Quinn Andrew J, Vidaurre Diego, Abeysuriya Romesh, Becker Robert, Nobre Anna C, Woolrich Mark W
Oxford Centre for Human Brain Activity, University of Oxford, Oxford, United Kingdom.
Wellcome Centre for Integrative Neuroimaging, University of Oxford, Oxford, United Kingdom.
Front Neurosci. 2018 Aug 28;12:603. doi: 10.3389/fnins.2018.00603. eCollection 2018.
Complex thought and behavior arise through dynamic recruitment of large-scale brain networks. The signatures of this process may be observable in electrophysiological data; yet robust modeling of rapidly changing functional network structure on rapid cognitive timescales remains a considerable challenge. Here, we present one potential solution using Hidden Markov Models (HMMs), which are able to identify brain states characterized by engaging distinct functional networks that reoccur over time. We show how the HMM can be inferred on continuous, parcellated source-space Magnetoencephalography (MEG) task data in an unsupervised manner, without any knowledge of the task timings. We apply this to a freely available MEG dataset in which participants completed a face perception task, and reveal task-dependent HMM states that represent whole-brain dynamic networks transiently bursting at millisecond time scales as cognition unfolds. The analysis pipeline demonstrates a general way in which the HMM can be used to do a statistically valid whole-brain, group-level task analysis on MEG task data, which could be readily adapted to a wide range of task-based studies.

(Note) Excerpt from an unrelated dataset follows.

PR #2367, opened 2022-03-28
update nft widget timers

### LINKED ISSUE #2329: Update the NFT widget component to add loading state for timers and support more scenarios for displaying auction dates
We need to implement a loading state for the timers in the Nft Widget as the current block data is sometimes loaded after the nft data arrives.

https://user-images.githubusercontent.com/51168865/159445554-372618cb-c7fc-48b9-bbed-d2e5fbe4ef0a.mov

复杂的思维和行为是通过大规模脑网络的动态募集产生的。这一过程的特征可能在电生理数据中得以观察;然而,在快速认知时间尺度上对快速变化的功能网络结构进行稳健建模仍然是一项巨大挑战。在此,我们提出一种使用隐马尔可夫模型(HMM)的潜在解决方案,该模型能够识别以参与随时间反复出现的不同功能网络为特征的脑状态。我们展示了如何以无监督的方式在连续的、经分割的源空间脑磁图(MEG)任务数据上推断HMM,而无需任何关于任务时间安排的知识。我们将此应用于一个可免费获取的MEG数据集,其中参与者完成了一项面部感知任务,并揭示了与任务相关的HMM状态,这些状态代表了随着认知展开在毫秒时间尺度上瞬间爆发的全脑动态网络。该分析流程展示了一种通用方法,通过这种方法HMM可用于对MEG任务数据进行具有统计有效性的全脑、组水平任务分析,并且可以很容易地应用于广泛的基于任务的研究。